Коллеги страшных историй не рассказывают, все о работе да рыбалке. Перестал их наблюдать — надоели.

27 июля

Горбатые накосили полосок, выполнили план, теперь рубятся за дополнительные метры.

Комбайн — своего кормильца — как только не называют: балалайка, железяка, трактор, ойня.

Когда все идет нормально — не рвется цепь, не падает порода, не стоят ленты, поверхностные службы приходят в возбуждение — кажется, сегодня лава даст добычь! Беспрестанно звонит диспетчер и спрашивает, где комбайн (в смысле — на какой отметке). Обычно диспетчерами работают пенсионеры, что полжизни провели под землей. Но иногда сажают тёть, которые знают о шахте понаслышке. Работяги любят издеваться над ними. Звонит такая тётя под лаву:

— Почему встали? Где комбайн?

— На уклон выехал, воды попить.

Та, нимало не сомневаясь, передает эту информацию директору. Дескать, в такой–то лаве комбайн выехал на уклон попить воды. Можно представить, что она слышит в ответ.

28 июля

Курили с мужиками на пульту. Из лавы вылез один из горбатых и стал отчитывать нас за это.

— Да ладно, успокойся. Чего ты завелся?

— Я видел, как горит метан, и не хочу увидеть, как он взрывается.

Шахта у нас не газовая, как горит метан я никогда не видел. Коллеги тут же рассказали, как на других шахтах работяги мечутся по лаве, сбивают фуфайками языки пламени.

2 августа

Как–то на бутыльке, захмелев от первого же стакана, я бахвалился — меня, дескать, лопатой не заебешь. Оказалось, что очень даже заебешь, сегодня со мной это проделали. Выехал из шахты чернее комбайнера. Коллеги советуют переходить в лаву, там легче. А пересып, мол, это самое гиблое место. Так и есть.
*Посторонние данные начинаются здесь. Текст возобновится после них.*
PR #8664, opened 2020-04-16
Vehicle: fix removal of hashtag in statustext

julianoes:
This fixes a bug where a URL containing a hashtag (#) was displayed without the hashtag.

This is untested, feed forward programming :smile:.

### DIFF
--- a/src/Vehicle/Vehicle.cc
+++ b/src/Vehicle/Vehicle.cc
@@ -1000,8 +1000,17 @@ void Vehicle::_chunkedStatusTextCompleted(uint8_t compId)
 
     // If the message is NOTIFY or higher severity, or starts with a '#',
     // then read it aloud.
-    if (messageText.startsWith("#") || severity <= MAV_SEVERITY_NOTICE) {
+    bool readAloud = false;
+
+    if (messageText.startsWith("#")) {
         messageText.remove("#");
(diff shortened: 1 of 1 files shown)


src/Vehicle/Vehicle.cc
```diff
@@ -1000,8 +1000,17 @@ void Vehicle::_chunkedStatusTextCompleted(uint8_t compId)
 
     // If the message is NOTIFY or higher severity, or starts with a '#',
     // then read it aloud.
-    if (messageText.startsWith("#") || severity <= MAV_SEVERITY_NOTICE) {
+    bool readAloud = false;
+
+    if (messageText.startsWith("#")) {
         messageText.remove("#");
```
DonLakeFlyer, line 1006: This isn't correct either. QString::remove removes all occurances of the specified character. This should only remove the first char from the string.

julianoes: True, I'll fix it.

julianoes: Done in 68b649e9a.

julianoes:
@DonLakeFlyer I think this is ready for merging.

DonLakeFlyer:
Thanks @julianoes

ГРОЗов много, они коллектив, сила (хотя бы в лаве), а я один, слаб и мелок. Мои проблемы — лента сходит, товар просыпается — это мелочь. Давай добычь! качай! и нет у меня права голоса. Скорей бы в отпуск. Уехать и забыть эту шахту.

3 августа

Сегодня залез в лаву. Коллеги обрадовались, наперебой принялись учить меня задвигать конвейер, чистить окопы, проводить посадку, крепить. Тесно там у них. Не знаю, смогу ли привыкнуть. Зато как гордо звучит — работаю в лаве, уголёк рубаю.

Подсвинок опять завел свою бодягу про бутылек. Мужики рассмеялись ему в лицо. Звеньевой посоветовал ходить на поминки: помимо водки там дают пирожок и компот — тройная выгода.
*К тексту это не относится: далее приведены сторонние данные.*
PR #11688, opened 2024-07-19
QtLocationPlugin: Update QGeoMapReplyQGC

HTRamsey:
Updates the QGeoMapReplyQGC implementation to be more agnostic to the being used for altitude and tiles, and create the network requests in the tilefetcher instead of the map providers

### DIFF
--- a/src/QtLocationPlugin/MapProvider.cpp
+++ b/src/QtLocationPlugin/MapProvider.cpp
@@ -11,7 +11,6 @@
 #include <QGCLoggingCategory.h>
 
 #include <QtCore/QLocale>
-#include <QtNetwork/QNetworkRequest>
 
 QGC_LOGGING_CATEGORY(MapProviderLog, "qgc.qtlocationplugin.mapprovider")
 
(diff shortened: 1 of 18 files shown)


src/QtLocationPlugin/MapProvider.cpp
```diff
@@ -40,18 +39,9 @@ MapProvider::~MapProvider()
     // qCDebug(MapProviderLog) << Q_FUNC_INFO << this << _mapId;
 }
 
-QNetworkRequest MapProvider::getTileURL(int x, int y, int zoom) const
+QString MapProvider::getTileURL(int x, int y, int zoom) const
```
bkueng, line 42: Shouldn't this return `QUrl`?

src/QtLocationPlugin/MapProvider.h
```diff
@@ -53,8 +55,8 @@ class MapProvider
     QGeoMapType::MapStyle getMapStyle() const { return _mapStyle; }
     const QString& getMapName() const { return _mapName; }
     int getMapId() const { return _mapId; }
-
-    virtual QNetworkRequest getTileURL(int x, int y, int zoom) const;
+    QString getReferrer() const { return _referrer; }
```
bkueng, line 58:
```suggestion
    const QString& getReferrer() const { return _referrer; }
```

src/QtLocationPlugin/QGeoTileFetcherQGC.cpp
```diff
@@ -88,3 +97,31 @@ void QGeoTileFetcherQGC::handleReply(QGeoTiledMapReply *reply, const QGeoTileSpe
...
+    const QByteArray token = mapProvider->getToken();
+    if (!token.isEmpty()) {
+        request.setRawHeader(QByteArrayLiteral("User-Token"), token);
+    }
+    // request.setOriginatingObject(this);
+    request.setAttribute(QNetworkRequest::CacheLoadControlAttribute, QNetworkRequest::PreferCache);
+    request.setAttribute(QNetworkRequest::BackgroundRequestAttribute, true);
+    request.setAttribute(QNetworkRequest::CacheSaveControlAttribute, true);
+    request.setAttribute(QNetworkRequest::DoNotBufferUploadDataAttribute, false);
+    // request.setAttribute(QNetworkRequest::AutoDeleteReplyOnFinishAttribute, true);
```
bkueng, line 122: Did you plan to uncomment these or why are they commented?

HTRamsey: That's an option I was considering but needed to test more after remaining changes and didn't want to forget. It will either be deleted or uncommented by the end, but I can also just remove it now.

bkueng (approved):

Завтра последний день. По традиции отпускник в последний день в шахту не идет, его отмечают. Отметят ли меня? Это зависит от Подсвинка, а ему нужен бутылек.

4 августа

Звено меня отпустило. Обсуждения не было — традиция такая. Да и не самый плохой я парень, врагов не нажил, отношения в коллективе ровные.
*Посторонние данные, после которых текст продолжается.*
Issue #11544, opened 2024-05-16
Clear button offline 


arnaudjuin:
It would be nice to have an option to clear the planning view when QGC is not connected to the vehicle.

smadi0x86:
I agree that having an option to clear the planning view when QGroundControl (QGC) is not connected to the vehicle would be a useful enhancement.

To address this issue, I propose adding a Clear button that is always enabled, regardless of the vehicle connection status. This button would allow users to clear all mission items from the planning view, even when QGC is offline.

**Here's a high-level plan for implementing this feature:**

- Add a Clear button to the toolstrip in the planning view.
- Implement a clearPlanningView function that removes all mission items and resets the view.
- Ensure the Clear button triggers this function.

**Files to edit for this features:**

- https://github.com/mavlink/qgroundcontrol/blob/master/src/PlanView/PlanView.qml

I would love to hear your feedback on this approach or any suggestions you might have before I start working on a pull request.

Thanks!

arnaudjuin:
That's the way I see it. I can also help you with the PR.

smadi0x86:
Hello, I hope you're doing well, Sorry for the delay in working on this, I was on vacation. I've put together a PR (https://github.com/mavlink/qgroundcontrol/pull/11691)  to address the issue and detailed what I've done in it.

Turns out my earlier insights were incorrect after diving deep into the code, the logic to enable the "Clear" button when offline was already in place. I tried tracing and changing the logic to just give a warning when vehicle is offline and execute the `clear` button.

DonLakeFlyer:
You can just use File/Blank to start over again. Is that too confusion? Adding a toolstrip button to clear isn't a great use of important real estate. Options like "Clear" are already under the File button.

smadi0x86:
I totally agree, in fact I was trying to copy the same functionality/logic of creating a new blank plan for clearing via the clear button. I have no problem with both, if the feature requester have any strong takes on why we need to that, we can possibly continue if that's possible.

DonLakeFlyer:
> if the feature requester have any strong takes on why we need to that, we can possibly continue if that's possible.

Or maybe just re-oeganizse/re-name things to make them more clear. We'll see where the. confusion is.

smadi0x86:
Yes that's the way I see it, do you have anything in mind?

DonLakeFlyer:
[...]

PR #11691, opened 2024-07-19
Fix Button Enabling and Data Clearing Behavior for Offline Vehicle State

smadi0x86:
# Fix Button Enabling and Data Clearing Behavior for Offline Vehicle State

Description
-----------
**This update addresses two key issues related to the data clearing functionality within the application:**

**1. Button Enabling:** The "Clear" button is now enabled even when the vehicle is offline. Previously, the button was only enabled when the vehicle was online and not syncing, which prevented users from clearing data when the vehicle was offline.

**2. Data Clearing Behavior:** Adjustments were made to ensure that the removeAllFromVehicle() functions in various controllers (Mission, GeoFence, RallyPoint) are executed even if the vehicle is offline. This change allows the application to clear all relevant data regardless of the vehicle’s online status. Warnings are logged when these actions are attempted while offline, but the operations will still proceed.

**Note:** This PR is still not ready, this was created based on the issue author request for potential collaboration.

After these changes, clearing isn't working when vehicle is offline and I am getting this error even after clicking on `yes`:
```
qml: User cancelled: Did not clear mission items from the vehicle 
```
Test Steps
-----------

**1. Verify Button Functionality:**

- Launch the application and ensure the vehicle is offline.
- Check if the "Clear" button is enabled in the user interface.
- Click the "Clear" button and confirm that the appropriate data clearing actions are attempted.

**2. Validate Data Clearing:**

- When the vehicle is offline, trigger data clearing operations for missions, geofences, and rally points.
- Verify that the operations proceed and that warnings are logged appropriately, indicating the offline status but still performing the clear actions.

**3. Check Online Behavior:**

- Switch the vehicle to an online state.
- Ensure the "Clear" button is still enabled and functions correctly.
- Confirm that data clearing operations proceed as expected when the vehicle is online.

Checklist:
----------

Related Issue
-----------
https://github.com/mavlink/qgroundcontrol/issues/11544

### DIFF
--- a/src/MissionManager/GeoFenceController.cc
+++ b/src/MissionManager/GeoFenceController.cc
@@ -240,12 +240,16 @@ void GeoFenceController::removeAll(void)
 
 void GeoFenceController::removeAllFromVehicle(void)
 {
+    qCInfo(GeoFenceControllerLog) << "GeoFenceController::removeAllFromVehicle called";
     if (_masterController->offline()) {
         qCWarning(GeoFenceControllerLog) << "GeoFenceController::removeAllFromVehicle called while offline";
-    } else if (syncInProgress()) {
-        qCWarning(GeoFenceControllerLog) << "GeoFenceController::removeAllFromVehicle called while syncInProgress";
-    } else {
+    }
+
+    try {
         _geoFenceManager->removeAll();
+        qCInfo(GeoFenceControllerLog) << "All geofences removed from the vehicle";
+    } catch (const std::exception& e) {
+        qCCritical(GeoFenceControllerLog) << "Failed to remove geofences:" << e.what();
     }
 }
 
--- a/src/MissionManager/MissionController.cc
+++ b/src/MissionManager/MissionController.cc
@@ -2246,13 +2246,16 @@ bool MissionController::containsItems(void) const
 
 void MissionController::removeAllFromVehicle(void)
 {
+    qCInfo(MissionControllerLog) << "MissionController::removeAllFromVehicle called";
     if (_masterController->offline()) {
-        qCWarning(MissionControllerLog) << "MissionControllerLog::removeAllFromVehicle called while offline";
-    } else if (syncInProgress()) {
-        qCWarning(MissionControllerLog) << "MissionControllerLog::removeAllFromVehicle called while syncInProgress";
-    } else {
-        _itemsRequested = true;
+        qCWarning(MissionControllerLog) << "MissionController::removeAllFromVehicle called while offline";
+    }
+
+    try {
         _missionManager->removeAll();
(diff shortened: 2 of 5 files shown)


DonLakeFlyer:
There are a number of problems here, some I discussed in #11544:

As the UI currently stands the "Clear" button is associated with a vehicle:
Screenshot 2024-08-01 at 9 36 44 AM
So it doesn't make sense for things under "Vehicle" to work when there is no Vehicle. You have also modified methods called removeAllFromVehicle to not do what they say they do. They are no longer associated with a vehicle.

I think it's a bad idea to allow removeAllFromVehicle while a sync is on progress. There is a sync state machine running which you then intersperse another mission command on top off while the sync continues to run.  No idea what sort of strange problems this could lead to. Also don't understand why this is something interesting to support. In order to support well there would need to be the ability to cancel a sync cleanly and then do the remove all.

As I said in the Issue the ability to start over from scratch when not connected to a vehicle is already supported by the  Create a Blank Plan button. I believe that is the exact functionality you want, it's just not called Clear. I realize this may not be as obvious as a "Clear" button but I'm also not quite sure how confusing it is for most people. In order to resolve this it would require rework of the overall UI, not just enabling things that weren't enabled before. At this point in looking at it I'm not super convinced this is a big problem that needs solving. Let me ask the community what they think.

smadi0x86:
> There are a number of problems here, some I discussed in #11544:
> 
> As the UI currently stands the "Clear" button is associated with a vehicle: Screenshot 2024-08-01 at 9 36 44 AM So it doesn't make sense for things under "Vehicle" to work when there is no Vehicle. You have also modified methods called removeAllFromVehicle to not do what they say they do. They are no longer associated with a vehicle.
> 
> I think it's a bad idea to allow removeAllFromVehicle while a sync is on progress. There is a sync state machine running which you then intersperse another mission command on top off while the sync continues to run. No idea what sort of strange problems this could lead to. Also don't understand why this is something interesting to support. In order to support well there would need to be the ability to cancel a sync cleanly and then do the remove all.
> 
> As I said in the Issue the ability to start over from scratch when not connected to a vehicle is already supported by the Create a Blank Plan button. I believe that is the exact functionality you want, it's just not called Clear. I realize this may not be as obvious as a "Clear" button but I'm also not quite sure how confusing it is for most people. In order to resolve this it would require rework of the overall UI, not just enabling things that weren't enabled before. At this point in looking at it I'm not super convinced this is a big problem that needs solving. Let me ask the community what they think.

Yeah as mentioned in the issue this requires a community decision, from my side I changed this PR to a draft until further notice. And yes at this point its a re-design to the UI not only to fix the clear view.

DonLakeFlyer:
I'm closing this since it is incorrect. I've submitted another pull that should make things a little better.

Вечером сидел дома и слегка стыдился — вот, я здесь, а они там, кто–то орудует моей лопатой, чистит мой пересып. Если забыть мелкие обиды, оставить личную говнистость каждого, то оказываются они неплохими мужиками. Обидное слово «быдло» можно заменить политически грамотным «пролетарии» или нейтральным «рабочие». А проще и точнее сказать «шахтеры».